Could you retype the listing beneath, keeping each line exactly as it is?

- - -

PR #363, opened 2026-05-25
Remove Sandbox0 Functions

laotoutou:
Removes the Sandbox0 Functions capability from the core repository: function gateway, gateway APIs, runtime proxying, metering/quota dimensions, infra-operator service config, docs, OpenAPI, generated apispec code, and e2e helpers.

Validation:
- make apispec
- make manifests
- go test ./infra-operator/internal/plan ./infra-operator/internal/ownership ./manager/pkg/namespacepolicy ./pkg/metering ./regional-gateway/pkg/http ./tests/e2e/cases
- GOTOOLCHAIN=go1.25.0+auto GOWORK=off go test $(go list ./... | grep -v '/tests/e2e/scenarios/single-cluster$')\n\nNote: full go test ./... reaches Kind single-cluster E2E and is blocked locally because sandbox0ai/infra:latest is not present.


mvgijssel:
@laotoutou Hahaha just wanted to do a POC with functions and was surprised I suddenly couldn't find it. Is this feature coming back?

laotoutou:
> @laotoutou Hahaha just wanted to do a POC with functions and was surprised I suddenly couldn't find it. Is this feature coming back?

@mvgijssel I removed this feature because I haven't fully figured out the unique value and use cases of the sandbox0 function yet. Of course, I want the sandbox0 function to come back, and I would really appreciate it if you could share your use cases.

mvgijssel:
Hi sure! I'm still in the exploratory phase but wanted to create a function which:

- starts AI sandbox
- builds a new sandbox image
- rotates the pool with the new image

This is because the image contains multiple git repositories which I always want to be on the "latest" commit when folks get a sandbox from the pool. I was thinking of configuring GitHub with a webhook to call the sandbox0 function to update the sandbox image.

laotoutou:
@mvgijssel What you’ve proposed is a very valuable use case. However, using a custom image to save a Git repository might be too frequent and a bit costly. You could try saving the Git repository to a volume instead. Currently, you can create a sandbox with a volume mounted, set up a sandbox service inside to receive webhooks, and then update the Git repository in the volume. This volume can be snapshotted and also mounted by other sandboxes.

In sandbox v0.5.0, the public URL of a sandbox service has been decoupled from the sandbox pod name. The public URL can spin up a sandbox that has already been cleaned up.

mvgijssel:
Ah great idea! So 

- put all the git repos in a volume (or multiple volumes) 
- snapshot that volume
- when creating a sandbox from the pool fork the snapshot

This prevents having to store the copies in the OCI registry and from having to rotate the pool. Clever! I’ll try this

- - -

__Result__:
PR #363, opened 2026-05-25
Remove Sandbox0 Functions

laotoutou:
Removes the Sandbox0 Functions capability from the core repository: function gateway, gateway APIs, runtime proxying, metering/quota dimensions, infra-operator service config, docs, OpenAPI, generated apispec code, and e2e helpers.

Validation:
- make apispec
- make manifests
- go test ./infra-operator/internal/plan ./infra-operator/internal/ownership ./manager/pkg/namespacepolicy ./pkg/metering ./regional-gateway/pkg/http ./tests/e2e/cases
- GOTOOLCHAIN=go1.25.0+auto GOWORK=off go test $(go list ./... | grep -v '/tests/e2e/scenarios/single-cluster$')\n\nNote: full go test ./... reaches Kind single-cluster E2E and is blocked locally because sandbox0ai/infra:latest is not present.


mvgijssel:
@laotoutou Hahaha just wanted to do a POC with functions and was surprised I suddenly couldn't find it. Is this feature coming back?

laotoutou:
> @laotoutou Hahaha just wanted to do a POC with functions and was surprised I suddenly couldn't find it. Is this feature coming back?

@mvgijssel I removed this feature because I haven't fully figured out the unique value and use cases of the sandbox0 function yet. Of course, I want the sandbox0 function to come back, and I would really appreciate it if you could share your use cases.

mvgijssel:
Hi sure! I'm still in the exploratory phase but wanted to create a function which:

- starts AI sandbox
- builds a new sandbox image
- rotates the pool with the new image

This is because the image contains multiple git repositories which I always want to be on the "latest" commit when folks get a sandbox from the pool. I was thinking of configuring GitHub with a webhook to call the sandbox0 function to update the sandbox image.

laotoutou:
@mvgijssel What you’ve proposed is a very valuable use case. However, using a custom image to save a Git repository might be too frequent and a bit costly. You could try saving the Git repository to a volume instead. Currently, you can create a sandbox with a volume mounted, set up a sandbox service inside to receive webhooks, and then update the Git repository in the volume. This volume can be snapshotted and also mounted by other sandboxes.

In sandbox v0.5.0, the public URL of a sandbox service has been decoupled from the sandbox pod name. The public URL can spin up a sandbox that has already been cleaned up.

mvgijssel:
Ah great idea! So 

- put all the git repos in a volume (or multiple volumes) 
- snapshot that volume
- when creating a sandbox from the pool fork the snapshot

This prevents having to store the copies in the OCI registry and from having to rotate the pool. Clever! I’ll try this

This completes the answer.